Still not feeling to good as my head feels constantly lost in a fog of confusion, which isn’t being helped by the extreme heat and humidity we are having at the moment, its also making my granddaughter Fira and niece Melatie very uncomfortable and they keep crying from irritability which in turn is playing havoc with my mind and it just seems that everything I try to do this week is going wrong.

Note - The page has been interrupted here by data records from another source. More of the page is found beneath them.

PR #94, opened 2021-01-05
#176337881 edit & remove directors or signatories

tobieeniafe:
#### What does this PR do?
Add routes to edit & remove directors or signatories

Add routes to edit & remove directors or signatories

`PUT /api/v1/user/vendor/director/add`
`DELETE /api/v1/user/vendor/director/remove/:id`

#176337881

### DIFF
--- a/server/controllers/user.controllers.js
+++ b/server/controllers/user.controllers.js
@@ -269,8 +269,8 @@ const UserController = {
     const directorId = req.params.id;
     const vendor = req.user;
     removeDirector({ directorId, vendor })
-      .then(() => {
-        res.status(httpStatus.OK).json({ success: true, message: 'Director removed' });
+      .then((user) => {
+        res.status(httpStatus.OK).json({ success: true, message: 'Director removed', user });
       })
       .catch((error) => next(error));
   },
--- a/server/controllers/user.controllers.js
+++ b/server/controllers/user.controllers.js
@@ -258,12 +258,14 @@ const UserController = {
 
   editDirector(req, res, next) {
     const directorInfo = req.locals;
-    const userId = req.user._id;
-    editDirector({ directorInfo, userId })
-      .then((user) => {
-        res
-          .status(httpStatus.OK)
-          .json({ success: true, message: 'Director information was successfully updated', user });
+    const { user } = req;
+    editDirector({ directorInfo, user })
+      .then((updatedUser) => {
+        res.status(httpStatus.OK).json({
+          success: true,
+          message: 'Director information was successfully updated',
+          user: updatedUser,
+        });
       })
       .catch((error) => next(error));
   },
@@ -272,8 +274,10 @@ const UserController = {
     const directorId = req.params.id;
     const { user } = req;
     removeDirector({ directorId, user })
-      .then(() => {
-        res.status(httpStatus.OK).json({ success: true, message: 'Director removed' });
+      .then((updatedUser) => {
+        res
+          .status(httpStatus.OK)
+          .json({ success: true, message: 'Director removed', user: updatedUser });
       })
       .catch((error) => next(error));
   },
--- a/server/controllers/user.controllers.js
+++ b/server/controllers/user.controllers.js
@@ -18,7 +18,7 @@ import {
   updateVendor,
   addCommentToVerificationStep,
   verifyVendor,
-  addDirector,
+  editDirector,
   removeDirector,
   getOneUser,
 } from '../services/user.service';
@@ -256,22 +256,24 @@ const UserController = {
       .catch((error) => next(error));
   },
 
-  addDirector(req, res, next) {
+  editDirector(req, res, next) {
     const directorInfo = req.locals;
     const userId = req.user._id;
-    addDirector({ directorInfo, userId })
+    editDirector({ directorInfo, userId })
       .then((user) => {
-        res.status(httpStatus.OK).json({ success: true, message: 'Director added', user });
+        res
+          .status(httpStatus.OK)
+          .json({ success: true, message: 'Director information was successfully updated', user });
       })
       .catch((error) => next(error));
   },
 
   removeDirector(req, res, next) {
     const directorId = req.params.id;
-    const vendor = req.user;
-    removeDirector({ directorId, vendor })
-      .then((user) => {
-        res.status(httpStatus.OK).json({ success: true, message: 'Director removed', user });
+    const { user } = req;
+    removeDirector({ directorId, user })
+      .then(() => {
+        res.status(httpStatus.OK).json({ success: true, message: 'Director removed' });
       })
       .catch((error) => next(error));
   },
--- a/server/controllers/user.controllers.js
+++ b/server/controllers/user.controllers.js
@@ -18,6 +18,8 @@ import {
   updateVendor,
   addCommentToVerificationStep,
   verifyVendor,
+  addDirector,
+  removeDirector,
 } from '../services/user.service';
 import { sendMail } from '../services/mailer.service';
 import EMAIL_CONTENT from '../../mailer';
@@ -249,6 +251,26 @@ const UserController = {
         res
           .status(httpStatus.OK)
           .json({ success: true, message: 'Vendor information updated', user });
+      })
+      .catch((error) => next(error));
+  },
+
+  addDirector(req, res, next) {
+    const directorInfo = req.locals;
+    const userId = req.user._id;
+    addDirector({ directorInfo, userId })
+      .then((user) => {
+        res.status(httpStatus.OK).json({ success: true, message: 'Director added', user });
+      })
+      .catch((error) => next(error));
+  },
+
+  removeDirector(req, res, next) {
+    const directorId = req.params.id;
+    const vendor = req.user;
+    removeDirector({ directorId, vendor })
+      .then(() => {
+        res.status(httpStatus.OK).json({ success: true, message: 'Director removed' });
       })
       .catch((error) => next(error));
   },
--- a/server/schemas/user.schema.js
+++ b/server/schemas/user.schema.js
@@ -145,5 +145,5 @@ export const updateVendorSchema = Joi.object({
 
 export const updateDirectorSchema = Joi.object({
   ...directorSchema,
-  directorId: Joi.objectId().label('Director id').required(),
+  _id: Joi.objectId().label('Director id').required(),
 });
--- a/server/schemas/user.schema.js
+++ b/server/schemas/user.schema.js
@@ -11,16 +11,15 @@ const phone = Joi.string().allow(null, '').optional().default('');
 const requiredString = (label) => Joi.string().label(label).required();
 const optionalString = (label) => Joi.string().label(label).optional();
 const optionalBoolean = (label) => Joi.boolean().label(label).optional();
-const requiredBoolean = (label) => Joi.boolean().label(label).required();
 
-const directors = Joi.array().items(
-  Joi.object().keys({
-    name: optionalString('Name'),
-    isSignatory: optionalBoolean('Signatory'),
-    signature: optionalString('Signature'),
-    phone: optionalString('Phone'),
-  }),
-);
+const directorSchema = {
+  name: optionalString('Name'),
+  phone: optionalString('Phone'),
+  isSignatory: optionalBoolean('Signatory'),
+  signature: optionalString('Signature'),
+};
+
+const directors = Joi.array().items(Joi.object().keys(directorSchema));
 
 const socialMedia = Joi.array().items(
   Joi.object().keys({
@@ -144,9 +143,7 @@ export const updateVendorSchema = Joi.object({
   vendor,
 });
 
-export const addDirectorSchema = Joi.object({
-  name: requiredString('Name'),
-  isSignatory: requiredBoolean('Signatory'),
-  signature: optionalString('Signature'),
-  phone: requiredString('Phone'),
+export const updateDirectorSchema = Joi.object({
+  ...directorSchema,
+  directorId: Joi.objectId().label('Director id').required(),
 });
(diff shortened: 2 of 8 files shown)


server/services/user.service.js
```diff
@@ -525,3 +525,44 @@ export const updateVendor = async ({ updatedVendor, vendorId }) => {
...
+    );
+  } catch (error) {
+    throw new ErrorHandler(httpStatus.BAD_REQUEST, 'Error adding director', error);
+  }
+};
+
+export const removeDirector = async ({ directorId, vendor }) => {
+  let { directors } = vendor.vendor;
+
+  directors = directors.filter((director) => director._id.toString() !== directorId.toString());
```
andela-hpopoola, line 548: I believe the two lines can be merged together into 1
```suggestion
  const signatories = directors.filter((director) => director._id.toString() !== directorId.toString() && director.isSignatory);
```

You can then proceed to check if there are signatories for verified vendors

```js
if (signatories.length === 0 && user.vendor.verified) {
...
```

server/services/user.service.js
```diff
@@ -525,3 +525,44 @@ export const updateVendor = async ({ updatedVendor, vendorId }) => {
...
+
+  const signatoryExists = directors.some((director) => director.isSignatory === true);
```
andela-hpopoola, line 550: This is no longer necessary based on the suggestion above

server/services/user.service.js
```diff
@@ -525,3 +525,44 @@ export const updateVendor = async ({ updatedVendor, vendorId }) => {
...
+
+  if (!signatoryExists) {
+    throw new ErrorHandler(
+      httpStatus.PRECONDITION_FAILED,
+      'Last account signatory cannot be deleted',
```
andela-hpopoola, line 555:
```suggestion
      'Signatory cannot be deleted. Verified vendors must have at least one signatory.',
```

server/controllers/user.controllers.js
```diff
@@ -252,6 +254,26 @@ const UserController = {
...
+    const userId = req.user._id;
+    addDirector({ directorInfo, userId })
+      .then((user) => {
+        res.status(httpStatus.OK).json({ success: true, message: 'Director added', user });
+      })
+      .catch((error) => next(error));
+  },
+
+  removeDirector(req, res, next) {
+    const directorId = req.params.id;
```
andela-hpopoola, line 269: `directorId` is currently missing in the director schema. Ensure you add this to make this to work as expected.

test/controllers/user.controller.test.js
```diff
@@ -1857,6 +1857,201 @@ describe('User Controller', () => {
...
+              },
+              {
+                _id: signatoryId,
+                name: 'Samuel',
+                isSignatory: true,
+                signature: 'signature.png',
+                phone: '08012345678',
+              },
+              {
+                name: 'John',
```
andela-hpopoola, line 1886: Not sure why you omitted an `_id` for this. You can automatically generate an id for this with
 
```js
_id: mongoose.Types.ObjectId()
```

test/controllers/user.controller.test.js
```diff
@@ -1857,6 +1857,201 @@ describe('User Controller', () => {
...
+                isSignatory: false,
+                phone: '08012345678',
+              },
+            ],
+          },
+        },
+        { generateId: true },
+      );
+      const invalidUser = UserFactory.build({ role: USER_ROLE.ADMIN }, { generateId: true });
```
andela-hpopoola, line 1895: It is preferable to use a USER role for an invalid user here. An Admin role for be used for subsequent tests

```suggestion
        const invalidUser = UserFactory.build({ role: USER_ROLE.USER }, { generateId: true });
```

test/controllers/user.controller.test.js
```diff
@@ -1857,6 +1857,201 @@ describe('User Controller', () => {
...
+              expect(res.body.success).to.be.eql(true);
+              expect(res.body.message).to.be.eql('Director removed');
+              expect(res.body.user._id).to.be.eql(vendorUser._id.toString());
+              expect(res.body.user.vendor.directors.length).to.be.eql(2);
+              done();
+            });
+        });
+      });
+
+      context('when id passed is last account signatory', () => {
```
andela-hpopoola, line 1919: Lets ensure that we test this for verified and unverified users.

test/controllers/user.controller.test.js
```diff
@@ -1857,6 +1857,201 @@ describe('User Controller', () => {
...
+              expect(res).to.have.status(400);
+              expect(res.body.success).to.be.eql(false);
+              done();
+              User.findByIdAndUpdate.restore();
+            });
+        });
+      });
+    });
+
+    describe('Add director or signatories', () => {
```
andela-hpopoola, line 1967: Can we ensure that this test for updates not addition.

server/controllers/user.controllers.js
```diff
@@ -252,6 +254,26 @@ const UserController = {
       })
       .catch((error) => next(error));
   },
+
+  addDirector(req, res, next) {
+    const directorInfo = req.locals;
+    const userId = req.user._id;
+    addDirector({ directorInfo, userId })
```
andela-hpopoola, line 261: The director id is needed here to be sure of the director the user wish to update.

andela-hpopoola (changes requested):
Thank you for working on this. I think the most important part is that you need to add an id to the director's schema to ensure that we are updating/deleting the right directors.

server/controllers/user.controllers.js
```diff
@@ -254,6 +256,26 @@ const UserController = {
...
+      .then((user) => {
+        res.status(httpStatus.OK).json({ success: true, message: 'Director added', user });
+      })
+      .catch((error) => next(error));
+  },
+
+  removeDirector(req, res, next) {
+    const directorId = req.params.id;
+    const vendor = req.user;
+    removeDirector({ directorId, vendor })
```
andela-hpopoola, line 272: Might be better to use `user` here to prevent using something like vendor.vendor.

```js
const { user } = req;

removeDirector({ directorId, vendor })
```

server/services/user.service.js
andela-hpopoola: Feel free to ignore the above comment since you are replacing the whole director array (though I prefer using mongodb to remove it). However, you might want to make a few updates to prevent mutating the director array and making the code to make it more understandable:

```js
const { directors } = vendor.vendor;

  const updatedDirectors = directors.filter((director) => director._id.toString() !== directorId.toString());
...
```

andela-hpopoola (commented):
Just added a few more comments to clear doubts on some of my previous comments.

server/services/user.service.js
tobieeniafe: care to clarify on the ```js if (signatories.length === 0 && user.vendor.verified) ``` part and why adding `&& director.isSignatory`?

andela-hpopoola: Explained the reason here and told you to feel free to ignore it here
https://github.com/Highrachy/ballers-api/pull/94/files#r552943592

server/controllers/user.controllers.js
```diff
@@ -256,22 +256,24 @@ const UserController = {
...
   removeDirector(req, res, next) {
     const directorId = req.params.id;
-    const vendor = req.user;
-    removeDirector({ directorId, vendor })
-      .then((user) => {
-        res.status(httpStatus.OK).json({ success: true, message: 'Director removed', user });
+    const { user } = req;
+    removeDirector({ directorId, user })
+      .then(() => {
+        res.status(httpStatus.OK).json({ success: true, message: 'Director removed' });
```
andela-hpopoola, line 276: Can you please return the updated user to make the returned object similar to edit directors. 

```suggestion
        res.status(httpStatus.OK).json({ success: true, message: 'Director removed', user: updatedUser });
```

server/schemas/user.schema.js
```diff
@@ -144,9 +143,7 @@ export const updateVendorSchema = Joi.object({
...
 });
 
-export const addDirectorSchema = Joi.object({
-  name: requiredString('Name'),
-  isSignatory: requiredBoolean('Signatory'),
-  signature: optionalString('Signature'),
-  phone: requiredString('Phone'),
+export const updateDirectorSchema = Joi.object({
+  ...directorSchema,
+  directorId: Joi.objectId().label('Director id').required(),
```
andela-hpopoola, line 148: I think it is preferable to use the exact name here for the id to make it easier to send from any part.
```suggestion
  _id: Joi.objectId().label('Director id').required(),
```

server/services/user.service.js
```diff
@@ -541,39 +541,55 @@ export const getOneUser = async (userId) =>
     },
   ]);
 
-export const addDirector = async ({ directorInfo, userId }) => {
+export const editDirector = async ({ directorInfo, userId }) => {
   const user = await getUserById(userId).catch((error) => {
```
andela-hpopoola, line 545: I believe we can get the user from the controller so this line is not necessary.

server/controllers/user.controllers.js
```diff
@@ -256,22 +256,24 @@ const UserController = {
       .catch((error) => next(error));
   },
 
-  addDirector(req, res, next) {
+  editDirector(req, res, next) {
     const directorInfo = req.locals;
     const userId = req.user._id;
-    addDirector({ directorInfo, userId })
+    editDirector({ directorInfo, userId })
```
andela-hpopoola, line 262: I believe it is preferable to send the user object into the edit Director to prevent retrieving the user details again. You might need to update other user variable to `updatedUser`

```suggestion
    const { user } = req;
    editDirector({ directorInfo, user })
```

server/services/user.service.js
```diff
@@ -541,39 +541,55 @@ export const getOneUser = async (userId) =>
...
     throw new ErrorHandler(httpStatus.INTERNAL_SERVER_ERROR, 'Internal Server Error', error);
   });
 
+  const vendorIsForDirector = (director) =>
```
andela-hpopoola, line 549: The variable name is so confusing. Can we merge the function with the validVendor some statement below to make it more understandable

server/services/user.service.js
```diff
@@ -541,39 +541,55 @@ export const getOneUser = async (userId) =>
...
+    director._id.toString() === directorInfo.directorId.toString();
+
+  const validVendor = user.vendor.directors.some(vendorIsForDirector);
```
andela-hpopoola, line 552: `validVendor` is a confusing variable name since we are checking if the director is valid. You can choose a better name or use this:

```suggestion
  const directorIsValid = user.vendor.directors.some(vendorIsForDirector);
```

test/controllers/user.controller.test.js
```diff
@@ -1909,8 +1911,6 @@ describe('User Controller', () => {
               expect(res).to.have.status(200);
               expect(res.body.success).to.be.eql(true);
               expect(res.body.message).to.be.eql('Director removed');
```
andela-hpopoola, line 1913: We need to test that the returned user doesn't have the deleted director to be 100% sure the director has been removed.

test/controllers/user.controller.test.js
```diff
@@ -1868,6 +1868,7 @@ describe('User Controller', () => {
           activated: true,
           vendor: {
             companyName: 'Highrachy Investment Limited',
+            verified: true,
```
andela-hpopoola, line 1871: We need to add test to be sure that the last director can be deleted when verified is false.

test/controllers/user.controller.test.js
```diff
@@ -1974,6 +1977,7 @@ describe('User Controller', () => {
             companyName: 'Highrachy Investment Limited',
             directors: [
```
andela-hpopoola, line 1978: I believe it is preferable to use at least 3 director information to be sure that the edit director is editing the right director. As long as you are editing the first the first one, I believe the test should still be valid.

test/controllers/user.controller.test.js
```diff
@@ -2007,9 +2012,12 @@ describe('User Controller', () => {
             .end((err, res) => {
               expect(res).to.have.status(200);
               expect(res.body.success).to.be.eql(true);
-              expect(res.body.message).to.be.eql('Director added');
+              expect(res.body.message).to.be.eql('Director information was successfully updated');
               expect(res.body.user._id).to.be.eql(vendorUser._id.toString());
-              expect(res.body.user.vendor.directors.length).to.be.eql(2);
+              expect(res.body.user.vendor.directors[0]._id).to.be.eql(signatoryId.toString());
```
andela-hpopoola, line 2017: We need to test that the length of the returned director is the same (to be sure that the code didn't add it as a new director). 

Also, we need to test that the other 2 directors don't have the updated information after testing that the right director information is updated.

test/controllers/user.controller.test.js
```diff
@@ -1862,6 +1858,209 @@ describe('User Controller', () => {
...
+            });
+        });
+      });
+    });
+
+    describe('Edit director or signatories', () => {
+      let vendorToken;
+      const signatoryId = mongoose.Types.ObjectId();
+      const vendorUser = UserFactory.build(
+        {
```
andela-hpopoola, line 1973: This is the second time of using this in this PR. Might make sense to have a vendor factory to simplify vendor creation in the future.  It is not compulsory that factories should only match the models we have 🤷🏽‍♂️ .

andela-hpopoola (changes requested):
Thank you for working on this. I left a few more comments to make the code quality better.

test/controllers/user.controller.test.js
```diff
@@ -1862,6 +1858,252 @@ describe('User Controller', () => {
...
+              expect(res.body.user.vendor.directors[1]).to.eql({
+                ...vendorUser.vendor.directors[1],
+                _id: vendorUser.vendor.directors[1]._id.toString(),
+              });
+              expect(res.body.user.vendor.directors[2]).to.eql({
+                ...vendorUser.vendor.directors[2],
+                _id: vendorUser.vendor.directors[2]._id.toString(),
+              });
+              expect(res.body.user.vendor.directors[0]._id).to.be.eql(signatoryId.toString());
+              expect(res.body.user.vendor.directors[0].name).to.be.eql(data.name);
```
andela-hpopoola, line 2061: The 4 assertions for the directors[0] can be combined into a single test assertion as done for directors[1] and directors[2]

andela-hpopoola (approved):
Thank you for working on this. I have approved this PR, so you should be able to merge once you have fixed the pending comments. Thank you.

Then to top it all off today ‘Thursday’ late afternoon Sumi has a prayer meeting for our granddaughter Fira being one year old, I know that her Birthday was two weeks ago but this is all to do with it being a tradition on the day that Fira was actually born and the day that the Gregorian Calendar coincides with the Javanese Calendar which only has five days in the week… yes I know, it totally confuses me as well!!! But it means that this afternoon there will be over 60 guests in the house for the prayer meeting so Sumi, family and friends have been preparing and cooking for the past two days and today it’s extremely busy for something that only lasts “One Hour” and seems to be costing us a fortune, and causing a lot of noisy ladies pounding in my head! And to be very honest all theses frequent traditions and customs is something I just can’t handle anymore as they cause me a lot of anxiety so I’m looking forward to having a day out of the house tomorrow.
But one thing is becoming very clear ‘and that is’ that living out here and having mixed Dementia with Alzheimer’s and living within a community that has ‘NO’ Alzheimer’s society, ‘NO’ day care centres or Memory cafes, ‘NO’ telephone help lines, ‘NO’ dementia support systems and “NO” concept of what dementia is or how it affects a person is just an added burden on my brain and daily life but there is nothing I can do to alter the way things are as I’m stuck between the devil and the deep blue sea of home!!